Opinion

The dumb war in Syria will haunt Democrats' 2014 prospects

Leave the starting of unwinnable wars to the GOP

The only thing up for grabs in the 2014 election is the Senate, and while it's probably going to be a squeaker, election analysts are now projecting that the Republicans will take control of the chamber. This is a reversal from only a couple weeks ago, when Democrats had the edge. What gives?

Democrats, particularly President Obama, are throwing this thing away with the war in Syria.

Midterm elections are typically a low-turnout affair with the victor determined by base mobilization. And committed Democrats are not feeling engaged — quantifiably there's a 15 percent gap between how many Republicans and Democrats have the election on their mind, according to Gallup.

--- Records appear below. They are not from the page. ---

Issue #1452, opened 2024-03-20
Add `startClicksCount` to frontmatter options


kravetsone:
**Is your feature request related to a problem? Please describe.**
This is convenient for reused slides with clickable components

Useful for combination with [multiple-entries](https://sli.dev/guide/syntax#multiple-entries) and
[custom-total-clicks-count](https://sli.dev/guide/animations#custom-total-clicks-count)

Usage example:

```yaml
---
src: ./slide-with-clicks.md
clicks: 4
---

---
src: ./another-slide.md
---

---
src: ./slide-with-clicks.md
clicks: 10
startClicksCount: 5
---

---
src: ./another-slide.md
---
```

**Describe the solution you'd like**
Add `startClicksCount` to frontmatter options

**Describe alternatives you've considered**
Idk

antfu:
That's an interesting usage - I don't mind to have it if it's not technically hard. Maybe name it `clicksStart` that could be visually grouped together with `clicks`?

kravetsone:
> That's an interesting usage - I don't mind to have it if it's not technically hard. Maybe name it `clicksStart` that could be visually grouped together with `clicks`?

It's a good name! Does anyone want to do this? I'm just not sure I'm that good at figuring out how to do it) Especially since I don't have much time

I am preparing my first talk and slidev helps me a lot! I want to continue using it)

You are amazing!

kravetsone:
> That's an interesting usage - I don't mind to have it if it's not technically hard. Maybe name it `clicksStart` that could be visually grouped together with `clicks`?

It's a good name! Does anyone want to do this? I'm just not sure I'm that good at figuring out how to do it) Especially since I don't have much time

I am preparing my first talk and slidev helps me a lot! I want to continue using it)

You are amazing!

kravetsone:
> That's an interesting usage - I don't mind to have it if it's not technically hard. Maybe name it `clicksStart` that could be visually grouped together with `clicks`?

it is posible to implement this without frontmatter options?
like workaround

PR #1456, opened 2024-03-21
feat: add `clicksStart` option in page frontmatter

kamuiiiii:
resolve https://github.com/slidevjs/slidev/issues/1452

### DIFF
--- a/packages/client/composables/useClicks.ts
+++ b/packages/client/composables/useClicks.ts
@@ -60,7 +60,7 @@ export function createClicksContextBase(
       // eslint-disable-next-line no-unused-expressions
       routeForceRefresh.value
       return clicksTotalOverrides ?? Math.max(0, ...[...map.values()].map(v => v.max || 0))
-    }
+    },
   }
 }
 
@@ -72,6 +72,6 @@ export function createFixedClicks(
   return createClicksContextBase(
     ref(Math.max(currentInit, clicksStart)),
     clicksStart,
-    route?.meta?.clicks
+    route?.meta?.clicks,
   )
 }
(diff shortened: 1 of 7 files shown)


KermanX:
Thanks for your contribution! Could we only change the following two places if possible?

https://github.com/slidevjs/slidev/blob/4a8ad4e56b6a08da64aa2a8fa0207c4c178b0e71/packages/client/composables/useNav.ts#L281-L288

https://github.com/slidevjs/slidev/blob/4a8ad4e56b6a08da64aa2a8fa0207c4c178b0e71/packages/client/composables/useNav.ts#L297-L301

kamuiiiii:
I've simplified the code. To ensure that 'clicks' and 'clicksStart' work together, I also believe that modifying 'nextSlide' and 'prevSlide' might be necessary.

KermanX (approved):

kamuiiiii:
Submitted updates to fix cases where clicksStart is greater than total.

packages/client/composables/useClicks.ts
```diff
@@ -16,10 +16,10 @@ export function createClicksContextBase(
   return {
     get current() {
       // Here we haven't know clicksTotal yet.
-      return Math.max(+current.value, clicksStart)
```
KermanX: I am not very sure if this is OK. Because `current` can be accessed at any time, but `this.total` is only available after the whole slide has been mounted.

kamuiiiii: I think accessing it in `current` is just like anywhere else the existing `total` only guarantees the correct behavior of the final application.

antfu (approved):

And no wonder. What few new victories Dems have scratched from Obama's second term — new EPA regulations on coal power, for example — are working through the Byzantine rule-making process, making it nearly impossible to know how things are going. (Though to be fair ObamaCare implementation is turning out to be a huge success.) Immigration reform, the party's other major priority, is shelved indefinitely. And now we're undertaking a new pointless war in the Middle East.

Of course, that doesn't mean Republicans would be better at governing — as always, they're worse on any conceivable metric. But campaigns are usually better driven by positive enthusiasm than by wearied resentment of the other side — especially when it seems like one's own side isn't holding to important principles.

Ron Fournier, high priest of DC pundit clowns, has become a punchline for his constant sermonizing about how President Obama won't lead. But on the issue of war, it's a question worth asking (though Fournier himself naturally abandons his trolling at such a moment). When it comes to foreign policy, the president's power is effectively limitless. If Obama was committed to avoiding a new war, it's highly unlikely that the prostrate Congress would lift a finger to stop him. But instead, he seems every day more similar to his predecessor. One Democrat emailed Talking Points Memo's Josh Marshall:

Speaking for myself, when the whole "we're gonna bomb ISIS" thing happened, my own thoughts / feelings were, "Great, here we go again, only this time with Obama instead of Bush." I found myself disheartened that we were once again going into an armed conflict in the Middle East which promised (literally!) to be long, which had relatively vague goals, and which left-of-center thought leaders were skeptical of (both the goals and the viability of achieving them with the plans the Obama administration laid out). [Talking Points Memo]

This person is right to be skeptical! The war in Syria, barely a week old, is already backfiring. It is pushing ISIS towards Kurdistan and has led to a reconciliation between ISIS and the local al Qaeda affiliate. U.S. strikes have hit critical grain supplies and killed civilians on several occasions. The broader strategic incoherence is so wretched that bitter, black comedy feels like the best response.

The only reason we're doing this at all is obviously because of the ISIS beheading videos. Roughly 200,000 people have been killed in Syria's civil war, including many American journalists. But the beheading videos of two Americans, coupled with shameless fearmongering on the part of the mainstream media, seriously influenced public opinion.

What seems equally clear, however, is that when this new war goes south, public opinion will sour quickly. Our history of intervening in civil wars is abysmal. We lost in Vietnam, we lost in Iraq, and Afghanistan is still on a losing trajectory. There is every reason to believe Syria will go at least as poorly as all those failures, if not worse.

Most Americans basically understand this, I think, despite the genuine horror of the beheading videos. Now, polls show bipartisan approval for airstrikes in both Iraq and Syria, but there are reasons to doubt that will last. Support for putting American troops into combat is still fairly low and approval for this war is actually below average when taken in the context of past conflicts.

I also believe that a majority of people — and Democratic voters in particular — would have responded favorably to the president trying to calm people, reminding us that ISIS is not an existential threat, and that there are limits to American power. That was Obama's greatest political strength, once. Instead we get macho swaggering that could have been copy-pasted from George W. Bush's term.

A recent piece in The New York Times detailed a bunch of U.S. military officials complaining that Obama was unfairly blaming them for not noticing the rise of ISIS. But let's face facts: expecting our jalopy institutions to successfully navigate the rapidly shifting tangle of alliances in Syria is ludicrous. America is a country where the Secret Service doesn't notice the White House has been shot until four days after the fact, and is apparently unfamiliar with how door locks work.

Democrats would do better to focus on presenting the American people with a real choice, and leave the omnidirectional belligerence to the GOP.